India asks UN panel to condemn Pakistan’s attempts to disrupt disarmament efforts

Photo: IANS


India has called on the UN committee dealing with disarmament to condemn Pakistan for its “nefarious and vicious” attempts to disrupt its work.

“This Committee should not only categorically reject Pakistan’s nefarious and vicious designs but collectively condemn Pakistan for its repeated efforts to politicise its work and hijack its mandate,” an Indian delegate said on Monday at the UN General Assembly’s (UNGA) First Committee, which deals with disarmament.

He was replying to Pakistan’s Permanent Representative Munir Akram’s attack on India that went outside the committee’s framework by raising the Kashmir issue.

The Indian delegate said: “As the epicentre of global terrorism, Pakistan is the biggest destabilising force in the world and has repeatedly indulged in cross-border terrorism. They have no regard for UN principles.”

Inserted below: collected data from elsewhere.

PR #2771, opened 2023-02-23
Manual changes to support using openapi [3/5]

jcscottiii:
This PR is a refactor of  #2734 to contain the rest of the manual changes to start using the changes in #2770

.devcontainer/Dockerfile
- Install java in devcontainer

.devcontainer/devcontainer.json
- Make devcontainer automatically install VSCode OpenAPI plugin mentioned in #2769
- Make devcontainer automatically install VSCode plugin for Lit

client-src/elements/chromedash-app.js
- Use the generated client in the frontend.
- Leverage lit-labs/context to provide the client.
  - Docs about context and use-cases: https://lit.dev/docs/data/context/

client-src/elements/chromedash-app_test.js
- Add tests for the changes in client-src/elements/chromedash-app.js

client-src/contexts/openapi-context.js
- Declare a context for the openapi client.

framework/basehandlers.py
- add do_put function. previously, all other HTTP verbs had a `do_<verb>` version except PUT.
- Add put function that uses defensive_jsonify. This enables XSSI for PUT requests.
  - This needed change is safe to do because the only route using PUT is the admin/blink page which I am migrating into the SPA.

gulpfile.babel.js
- Fix usage of rollupBabel. Previously, @rollup/plugin-node-resolve's default export was named rollupBabel. Which is the wrong package. Fixed to use @rollup/plugin-babel
- Using the correct parameters to rollupBabel from https://www.npmjs.com/package/@rollup/plugin-babel
- Add client-src/contexts/*.js to lint and watch targets
- Add custom onwarn for rollup that comes from using the generated frontend code. Check comment for explanation

package.json
- Add lit-labs/context. Needed for changes in client-src/contexts/openapi-context.js
- Tell NPM to use the generated javascript changes via the `workspaces` key.
  - Instead of adding as a dependency like [I initially did here](https://github.com/GoogleChrome/chromium-dashboard/pull/2734/commits/ccd5c8e71b14219299808575ec22e60ababa8cb6#diff-7ae45ad102eab3b6d7e7896acd08c427a9b25b346470d7bc6507b6481575d519R101), rather keep the "dependencies" only for ones pulled from npm remotely.
  - workspaces are meant more for packages that comes from the filesystem
  - Docs: https://docs.npmjs.com/cli/v9/using-npm/workspaces?v=true

requirements.txt
- Tell pip to install the python package.

package-lock.json
- Generated changes from adding context and workspaces.

### DIFF
--- a/client-src/elements/chromedash-app.js
+++ b/client-src/elements/chromedash-app.js
@@ -1,8 +1,12 @@
 import {LitElement, css, html, nothing} from 'lit';
+import {ContextProvider} from '@lit-labs/context';
+import {chromestatusOpenApiContext} from '../contexts/openapi-context';
 import {ref, createRef} from 'lit/directives/ref.js';
 import {showToastMessage} from './utils';
 import page from 'page';
 import {SHARED_STYLES} from '../sass/shared-css.js';
+
+import {DefaultApi as Api, Configuration} from 'chromestatus-openapi';
 
 
 class ChromedashApp extends LitElement {
@@ -91,6 +95,48 @@ class ChromedashApp extends LitElement {
     `];
   }
 
+  // eslint-disable-next-line valid-jsdoc
+  /**
+   * Refresh the XSRF Token, if needed. Add to headers.
+   *
+   * @param {import('chromestatus-openapi').RequestContext} req
+   * @return {Promise<import('chromestatus-openapi').FetchParams>}
+   */
+  async xsrfMiddleware(req) {
+    return window.csClient.ensureTokenIsValid().then(() => {
+      const headers = req.init.headers || {};
+      headers['X-Xsrf-Token'] = [window.csClient.token];
+      req.init.headers = headers;
+      return req;
+    });
+  }
+
+
+  // eslint-disable-next-line valid-jsdoc
+  /**
+   * Server sends XSSI prefix. Remove it and allow the client to parse.
+   *
+   * @param {import('chromestatus-openapi').ResponseContext} context
+   * @return {Promise<Response>}
+   */
+  async xssiMiddleware(context) {
+    const response = context.response;
+    return response.text().then((rawResponseText) => {
+      const XSSIPrefix = ')]}\'\n';
+      if (!rawResponseText.startsWith(XSSIPrefix)) {
+        throw new Error(
+          `Response does not start with XSSI prefix: ${XSSIPrefix}`);
+      }
+      return new Response(
+        rawResponseText.substring(XSSIPrefix.length),
+        {
+          status: response.status,
+          statusText: response.statusText,
+          headers: response.headers,
+        });
+    });
+  }
+
   static get properties() {
     return {
       user: {type: Object},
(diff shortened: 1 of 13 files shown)


jrobbins:
It will take me another day or two to review this.

requirements.txt
```diff
@@ -23,10 +23,13 @@ flask-cors==3.0.10
 funcsigs==1.0.2
 Jinja2==3.1.2
 MarkupSafe==2.1.1
-Werkzeug==2.1.2
+Werkzeug==2.2.3
```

“While Pakistan’s Permanent Representative speaks about peace and security here, his Prime Minister (Imran Khan) glorifies global terrorists like Osama Bin Ladin as ‘martyrs’. What more could be a better proof of the utter duplicity that this country is infamous for.”

Earlier, India’s Geneva-based Permanent Representative to the Conference on Disarmament, Pankaj Sharma, warned the committee about the dangers of “terrorists acquiring weapons of mass destruction” and called on UN members to “work together to address this grave danger”.

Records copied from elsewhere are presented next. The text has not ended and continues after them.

Issue #2693, opened 2023-01-26
Add the field for intent subject line to the new schema


jrobbins:
**Describe the bug**
Intent email threads can a several different variations on the subject line.  We can detect many of these variations and recognize the thread as an intent thread.   However, unless we store the subject line, we cannot post replies that will appear as part of the thread.

The old schema Feature class has fields for those subject lines:
https://github.com/GoogleChrome/chromium-dashboard/blob/main/internals/core_models.py#L190

We should:
* [x] Add a single field for intent subject line to the Stage class
* [ ] Update the detect_intent code to set that field
* [x] Migrate old subject line values to the new field

KyleJu:
@DanielRyanSmith I am happy to take on this issue if you haven't gotten to it!

DanielRyanSmith:
@KyleJu I've actually gotten a good portion of this done. I'll try and submit a PR in the next 24 hours for it. I'll let you know when it's ready!

KyleJu:
> @KyleJu I've actually gotten a good portion of this done. I'll try and submit a PR in the next 24 hours for it. I'll let you know when it's ready!

Perfect!

PR #2772, opened 2023-02-23
Migrate subject line fields to new schema

DanielRyanSmith:
Part of #2693

This change adds a script that checks the old Feature entities for subject line fields and adds them to the corresponding new Stage field `intent_subject_line`. Adding back the subject line matching functionality for posing comments to intent threads will come in a later PR.


jrobbins (approved):
I checked the number of features that have subject lines via pantheon.   It looks like only 90 to 160 will require writes, so this migration script should run within the time limit.

PR #2773, opened 2023-02-24
Add default mailing list for devrel

### LINKED ISSUE #2765: Set up a mailing list as the default value for devrel_emails
The developer relations team would like to be notified of all new features and feature updates even if there is no assigned devrel contact specified on the feature entry.

1. Set up an internal mailing list with a name like devrel-chromestatus-all and configure it to allow posting by our app.
2. Set that address as a default value when a new FeatureEntry is created via the UI.  (I don't think that we need to update existing entries.)

KyleJu:
Fix #2765. Created a mailing list devrel-chromestatus-all@google.com for devrel


jcscottiii (changes requested):
This change would probably fit better in the `settings` package since this is not an enumerated list

KyleJu:
> This change would probably fit better in the `settings` package since this is not an enumerated list

Settings has most the constant environment variables but you are also correct! I moved them to the top of the page instead!

KyleJu:
@jrobbins FYI for the mailing list, in case you need to communicate it to the devrel team

jcscottiii (approved):

Issue #2700, opened 2023-01-28
Roadmap i info modal not getting dismissed


Spectre-ak:
**Describe the bug**
Popup modal on the roadmap page(`chromedash-roadmap-milestone-card`) is only getting dismissed on clicking the same button(`i`) used to launch it. We're able to open the info (popup) modal for each milestone.

**To Reproduce**
1. Go to [https://chromestatus.com/roadmap](https://chromestatus.com/roadmap)
2. Click on `i` information button on STABLE, NEXT UP and DEV
3. Scroll milestones by clicking on Next or (Previous) 3 times
4. Repeat step 2,3

You'll see something like this
![image](https://user-images.githubusercontent.com/62694340/215259189-8206bf11-2ac4-48f3-98e3-425f1d56ef89.png)

**Expected behavior**
Popup modal should get dismissed whenever we click outside the modal. So that at a time no more than one pop-up modal is visible to the user.

cc: @jrobbins

PR #2774, opened 2023-02-24
Added hide popup modal on roadmap milestone

Spectre-ak:
This PR fixes Roadmap `i` info modal not getting dismissed #2700.

Added hide popup to trigger on focus out of `i` button(`sl-icon-button`), which will set `infoPopupRef` to null.
This also hides the popup when the `detailed dates` link is opened.

cc: @jrobbins


jrobbins (approved):
Thanks for doing this.

I tested this on Chrome and it seems to work with keyboard and mouse.   In Firefox, mouse clicks work, but keyboard navigation does not go in the right order.  In Safari and found that it only works with keyboard navigation.  Overall, this is an improvement for the majority of our users and I don't see any downside.

Issue #2780, opened 2023-03-01
Changing multiple votes in the same dialog can cause timeouts


DanielRyanSmith:
**Describe the bug**
When selecting multiple new vote values in the approvals dialog box, and optionally adding a comment as well, the modal has a tendency to time out or not finish each request to change the vote. The "Save" button is not disabled while the requests are in progress, so it's easy for an impatient or confused user to try and click "Save" again, resulting in duplicates of the requests being sent for each click.

Also, some values do not change regardless of how many votes are simultaneously changed. I have noticed that I cannot change my "Intent to Ship" vote for the feature "Horseless Carriages" in any form on [staging](https://cr-status-staging.appspot.com) 

**To Reproduce**
1. Open up the approvals dialog box for a feature.
2. Change 3-4 vote values to new values. Optionally, add a comment.
3. Click "Save".

The page generally does not change at this point and the modal does not close. Clicking "Save" again submits each request again.

This is a screenshot after changing each value to "Approved" and reloading the page after ~30 seconds of waiting for the modal to disappear. No vote values were changed but comments were added describing my changing of the values.
![Screenshot 2023-03-01 at 2 38 05 PM](https://user-images.githubusercontent.com/56164590/222281565-1ee506b8-816e-4ef0-93f4-093e2a8348e5.png)

**Expected behavior**
"Save" button while requests are being processed. Ideally, some loading icon would also display.
Timeouts and vote selections being unchanged need further investigation.

DanielRyanSmith:
I am able to reproduce the timeout issues locally, and they seem to be related to emailing subscribers of vote changes. The server console hangs at this point:
```
INFO:root:Enqueueing /tasks/email-subscribers task to projects/cr-status-staging/locations/us-central1/queues/default
INFO:root:Making request to 'http://localhost:8080/tasks/email-subscribers'
INFO:root:Enqueueing /tasks/email-subscribers task to projects/cr-status-staging/locations/us-central1/queues/default
INFO:root:Making request to 'http://localhost:8080/tasks/email-subscribers'
INFO:root:Enqueueing /tasks/email-subscribers task to projects/cr-status-staging/locations/us-central1/queues/default
INFO:root:Making request to 'http://localhost:8080/tasks/email-subscribers'
INFO:root:Enqueueing /tasks/email-subscribers task to projects/cr-status-staging/locations/us-central1/queues/default
INFO:root:Making request to 'http://localhost:8080/tasks/email-subscribers'
```

[...]

PR #2782, opened 2023-03-02
Display existing gates for approvals dialog

### LINKED ISSUE #2693: Add the field for intent subject line to the new schema

DanielRyanSmith:
This PR includes work necessary to partially fix #2693 and #2780.

This change updates the approvals dialog section to populate approvals based on actual gates that are associated with the feature rather than a predefined set of gates. This means that the approvals dialog is now functional with the new schema and can support multiples of the same gate, as well as some newly added gates (debuggability, etc.).

This change is also important for updating votes and posting comments to mailing lists in a consistent way. We were currently trying to match gate types with new user approvals, which does not have consistent functionality when trying to update approvals in the db and use specific intent thread URLs to post to mailing lists.

- api/comments_api.py: Add a check to ensure we have a valid gate ID before trying to post a comment to a mailing list. If we have a gate ID (not just a gate type), we can derive the intent thread that we are intended to post to with 100% accuracy.
- api/features_api.py: This is a small optimization change to call `FeatureEntry.get_by_id()` instead of `feature_helpers.get_by_ids()` in the get_one_feature method, since we are in fact fetching 1 feature.
- client-src/elements/chromedash-approvals-dialog.js: Most changes made here. In most places that referenced and used gate type to match votes, we instead use the gate IDs of the gates we already request for. This makes it much easier to display all gates, update votes, and post comments to mailing lists accurately.
- framework/basehandlers.py: Small change that has been affecting mypy. [Mypy does not recognize that an exception will be thrown for flask.abort()](https://stackoverflow.com/a/68749627). This can be fixed separately with the `types-Werkzeug` package.
- internals/detect_intent.py: Adds back the intent and subject line detection with the ability to save these to the Stage fields. A TODO has been added for finding a way to handle this for multiples of the same stage type, as we don't currently have the ability to detect differences of the same intent type (e.g. two "Intent to Extend Experiment" threads associated with the same feature).
- internals/notifier.py: Posting to mailing list now uses the gate ID that is passed in to find the associated Stage entity, and to use that entity to derive the intent thread URL.
- internals/notifier_helpers.py: Small change to fix a ValueError that occurs when an existing Gate entity has an old value that is no longer valid (e.g. 0, "preparing").
- internals/notifier_test.py: Change testing of get_thread_id to match new implementation.

### DIFF
--- a/client-src/elements/chromedash-approvals-dialog.js
+++ b/client-src/elements/chromedash-approvals-dialog.js
@@ -18,32 +18,6 @@ export const STATE_NAMES = [
 ];
 const PENDING_STATES = [2, 3, 4, 8];
 
-const APPROVAL_DEFS = [
-  {name: 'Intent to Prototype',
-    id: 1,
-    threadField: 'intent_to_implement_url',
-  },
-  {name: 'Intent to Experiment',
-    id: 2,
-    threadField: 'intent_to_experiment_url',
-  },
-  {name: 'Intent to Extend Experiment',
-    id: 3,
-    threadField: 'intent_to_extend_experiment_url',
-  },
-  {name: 'Intent to Ship',
-    id: 4,
-    threadField: 'intent_to_ship_url',
-  },
-];
-
-const GATES_BY_FEATURE_TYPE = {
-  0: new Set([1, 2, 3, 4]),
-  1: new Set([1, 2, 3, 4]),
-  2: new Set([4]),
-  3: new Set([2, 3, 4]),
-};
-
 let approvalDialogEl;
 
 export async function openApprovalsDialog(user, feature) {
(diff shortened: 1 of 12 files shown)


client-src/elements/chromedash-approvals-dialog.js
```diff
@@ -509,40 +497,43 @@ class ChromedashApprovalsDialog extends LitElement {
...
+      if (voteValue !== -1) {
+        const changedGate = this.gates.find(g => g.id === Number(gateId));
+        if (!changedGate) {
           continue;
         }
         promises.push(
           window.csClient.setVote(
-            this.feature.id, gatesByField[0].id,
-            this.changedApprovalsByField.get(fieldId)));
+            this.feature.id, changedGate.id,
```
jrobbins, line 509: Changing the protocol between the client and server can be a problem for users who have the SPA open in a browser tab at the time that we deploy the new version.  However, this dialog was already broken so I have already told the API Owners to use the gate column.  So, I think that we can go ahead with deploying this PR in a single step.

jrobbins (approved):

“Through its annual consensus resolution at the UNGA, titled ‘Measures to Prevent Terrorists from Acquiring Weapons of Mass Destruction,’ India has been drawing the attention of the world towards these threats and the need to strengthen international cooperation to address them,” Sharma said.

He also drew attention to the havoc caused by terrorists getting small arms and light weapons (SALW).

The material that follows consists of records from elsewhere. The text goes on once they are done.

PR #2791, opened 2023-03-05
Update Chrome logos

Aryan20:
Fixes: #1812 
Update the chrome logos to the one launched along with v100


jrobbins:
Thanks for sending this PR.  But, ultimately, we went with a CSS-based solution that has just one image file.

PR #2802, opened 2023-03-08
Add Enterprise feature flow UI/UX changes

yanndago:
Remove the concept of active stage for enterprise policies by hiding it from the UI

Rename the "Start" stage button to edit for enterprise features

Add an id to the "edit all" section headers to serve as an anchor for navigations

Navigate to the "edit all" page instead of the "edit" page after creating a new enterprise feature and automatically scroll to the first rollout section

Remove the edit icon from the feature page that navigates to the edit page

Adding a new stage on enterprise features only allows for the rollout stage to be adde


jrobbins:
In the PR description:
> Adding a new stage on enterprise features only allows for the rollout stage to be adde

you are missing the end of the last line.

client-src/elements/chromedash-guide-editall-page.js
```diff
@@ -102,7 +104,9 @@ export class ChromedashGuideEditallPage extends LitElement {
       if (hash) {
         const el = this.shadowRoot.querySelector(hash);
         if (el) {
-          this.shadowRoot.querySelector(`chromedash-form-field[name="${el.name}"] tr th b`).scrollIntoView(true, {behavior: 'smooth'});
+          const formField = this.shadowRoot
```
jrobbins, line 107: Dan is rewriting this functionality in 
https://github.com/GoogleChrome/chromium-dashboard/pull/2804

I'll ask him to look at what you are doing here and incorporate the same case logic.

jrobbins (approved):

client-src/elements/chromedash-guide-editall-page.js
dlaliberte: It looks like the change here is mostly just reformatting, except for the (formField || el).  Is the "formField", which is really only the header associated with the form field, sometimes missing? 

I suppose we have a conflict between my change and this change, both unsubmitted at the moment.  Is it OK to leave this line unchanged for now, or does it cause an error if the "formField" element (really the header) is missing?

dlaliberte (approved):

client-src/elements/chromedash-add-stage-dialog.js
```diff
@@ -90,17 +91,22 @@ class ChromedashAddStageDialog extends LitElement {
   }
 
   renderStageSelect() {
+    const offerChoice = CREATEABLE_STAGES[this.featureType].length > 1;
+    const initialValue = offerChoice ? 0 : CREATEABLE_STAGES[this.featureType][0];
+    this.canSubmit = !offerChoice;
```
DanielRyanSmith, line 96: Will the user be able to submit the stage creation if there is only 1 stage choice?

pages/guide.py
```diff
@@ -190,7 +190,7 @@ def process_post_data(self, **kwargs):
 
     # TODO(jrobbins): Make this be /feature/ID after ability to edit
     # from the feature detail page is complete.
-    redirect_url = '/guide/edit/' + str(key.integer_id())
+    redirect_url = '/guide/editall/' + str(key.integer_id()) + '#rollout1'
```
DanielRyanSmith, line 193: Does this mean that the user will be redirected to the editall page when creating a stage on the feature detail page?

DanielRyanSmith (approved):
Some clarifying questions, but otherwise LGTM

client-src/elements/chromedash-add-stage-dialog.js
yanndago: Yes they will be that is why I set the "this.canSubmit"

pages/guide.py
yanndago: No adding a new stage keeps you on the same page, it is only when you create a new enterprise feature that it brings you from the new feature page to the edit all page.

PR #2803, opened 2023-03-08
Convert Adoption gate questionnaire into fields.

jrobbins:
Last week we learned that the person who would have been an Adoption gate approver actually prefers to just have fields added for the API owners to review.

In this PR:
* Remove the adoption gate, including its questionnaire.
* Add three fields to Feature and FeatureEntry:
    * field spec, form definition, and guide.py


internals/core_models.py
```diff
@@ -66,11 +66,14 @@ class FeatureEntry(ndb.Model):  # Copy from Feature
...
 
-  # Gate: Adoption
+  # Topic: Adoption (reviewed by API Owners.  Auto-approved gate later?)
   motivation = ndb.TextProperty()
   devtrial_instructions = ndb.TextProperty()
   activation_risks = ndb.TextProperty()
   measurement = ndb.TextProperty()
+  availability_expectation = ndb.TextProperty()
+  adoption_expectation = ndb.TextProperty()
+  adoption_plan = ndb.TextProperty()
```
DanielRyanSmith, line 76: Is there ever a scenario where multiple adoption gates would exist for the same feature? If so, it might be useful for these fields to live on the Stage or Gate kinds.

DanielRyanSmith: Also, I was going to suggest that maybe we add comments here to explain the usage of each of these fields, but I think that would be a useful for all of our fields. I'll write up an issue as a possible enhancement.

client-src/elements/form-definition.js
```diff
@@ -389,6 +389,9 @@ const FLAT_PREPARE_TO_SHIP_FIELDS = {
         'webview_risks',
         'anticipated_spec_changes',
         'i2s_lgtms',
+        'availability_expectation',
+        'adoption_expectation',
+        'adoption_plan',
```
DanielRyanSmith, line 394: Are these fields intended to be available and visible for every feature?

DanielRyanSmith (approved):
Asking some clarifying questions, but otherwise LGTM.

internals/core_models.py
jrobbins: > Is there ever a scenario where multiple adoption gates would exist for the same feature? If so, it might be useful for these fields to live on the Stage or Gate kinds.

Good question, but in this case I think that the feature owner would revise these fields rather than have separate copies of them.  Even a feature with multiple launches is still one feature that gets adopted by web developers.

client-src/elements/form-definition.js
jrobbins: I think just for every feature with feature_type of "new feature incubation".

PR #2806, opened 2023-03-09
Enable all gates and add reviewers.

jrobbins:
This will cause newly created features to have gates for security, privacy, enterprise, debuggability, testing, and API Owners.
I have also set up the approvers that we know so far.
This should get us ready to test on staging with at least one of the new approvers.


internals/core_enums.py
```diff
@@ -269,45 +269,45 @@
...
-         [#GATE_DEBUGGABILITY_ORIGIN_TRIAL,
+         [GATE_DEBUGGABILITY_ORIGIN_TRIAL,
           GATE_API_ORIGIN_TRIAL]),
         (STAGE_BLINK_EXTEND_ORIGIN_TRIAL, [GATE_API_EXTEND_ORIGIN_TRIAL]),
         (STAGE_BLINK_SHIPPING,
          [
-          #GATE_PRIVACY_SHIP, GATE_SECURITY_SHIP, GATE_ENTERPRISE_SHIP,
-          #GATE_DEBUGGABILITY_SHIP, GATE_TESTING_SHIP,
+          GATE_PRIVACY_SHIP, GATE_SECURITY_SHIP, GATE_ENTERPRISE_SHIP,
+          GATE_DEBUGGABILITY_SHIP, GATE_TESTING_SHIP,
```
DanielRyanSmith, line 278: It looks like all of these gates are created for every feature type. Is it confirmed that we want to create each of these gates for every feature upon creation?

DanielRyanSmith (approved):
This looks fine, but I implemented the schema under the assumption that there would be 1 gate per stage. I can't think of any place where this assumption change might lead to incorrect behavior, but I wouldn't be surprised if it was the case. It is something that we should look out for, and ideally add more tests for the future.

internals/core_enums.py
jrobbins: Good point.  I'll remove the gates on the FEATURE_TYPE_CODE_CHANGE_ID case.

KyleJu (approved):
LGTM after addressing Daniel's comment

“Weapons in the hands of terrorists are the most threatening form of illicit SALWs. Therefore, India values the full and effective implementation of the UN PoA (Programme of Action) as a means to combat terrorism and transnational crime.”

Sharma reiterated India’s commitment to “universal, non-discriminatory and verifiable nuclear disarmament”.

This would require all countries, including the five permanent members of the Security Council which take cover behind the Nuclear Non-proliferation Treay (NPT), to give up their nuclear weapons.

Laying out India’s nuclear doctrine that has been stated at the UN in previous years, Sharma said that “as a responsible nuclear weapon State and is committed as per its nuclear doctrine, to maintain credible minimum deterrence with the posture of no-first-use and non-use against non-nuclear-weapon states”.

He did not elaborate on it, but a close reading of the statement, unchanged from previous years, leaves open the option of preemptive action against a nuclear-armed state.

But Sharma said that it was important “to commence negotiations to reach agreement on an international convention prohibiting the use or threat of use of nuclear weapons and urgent steps to reduce the risks of unintentional and accidental use of nuclear weapons, respectively”.

This has been highlighted in the annual resolutions introduced by India at the Assembly, Convention on the Prohibition of the Use of Nuclear Weapons and Reducing Nuclear Danger, he said.

Akram held out an implied nuclear threat to India saying, “Pakistan will do whatever it takes to preserve full spectrum deterrence to prevent and defeat any potential Indian aggression.”

In keeping up with Pakistan’s policy of raising Kashmir and what it calls “Hindutva” in all UN forums regardless of their area of work or the topic of discussion, Akram representing the non-secular, officially Islamic state that works with Islamist extremists, alleged that the threat to South Asia came from “Hindutva”.

He went on to rekindle Islamabad’s criticism of India over Kashmir.

Akram also brought up the Indo-Pacific and Islamabad’s patron China, which he called “the rising Asian great power.”

He asserted that “70 per cent of India’s weaponry and forces are deployed against Pakistan, not to serve its promised role as a counter to the rising Asian great power in the so-called ‘Indo-Pacific’ region”.

Exercising the right of reply, the Indian delegate said: “In contrast to India’s constructive approach on disarmament matters, Pakistan has only been disruptive. It is 25 years now, that the world is paying the price of Pakistan’s obstructionist tactics” in the Conference on Disarmament preventing it from adopting a programme of work.

The Indian delegate said that Islamabad “has the dubious distinction of having single-handedly blocked the negotiations” on the Fissile Material Cutoff Treaty that would prohibit the production of highly enriched uranium and plutonium that used in nuclear weapons.

“The First Committee has a vast agenda dealing with global issues relating to disarmament and international security. This is not the forum to address bilateral or regional issues. We wish to reiterate that regional security issues have no place in the First Committee’s considerations.”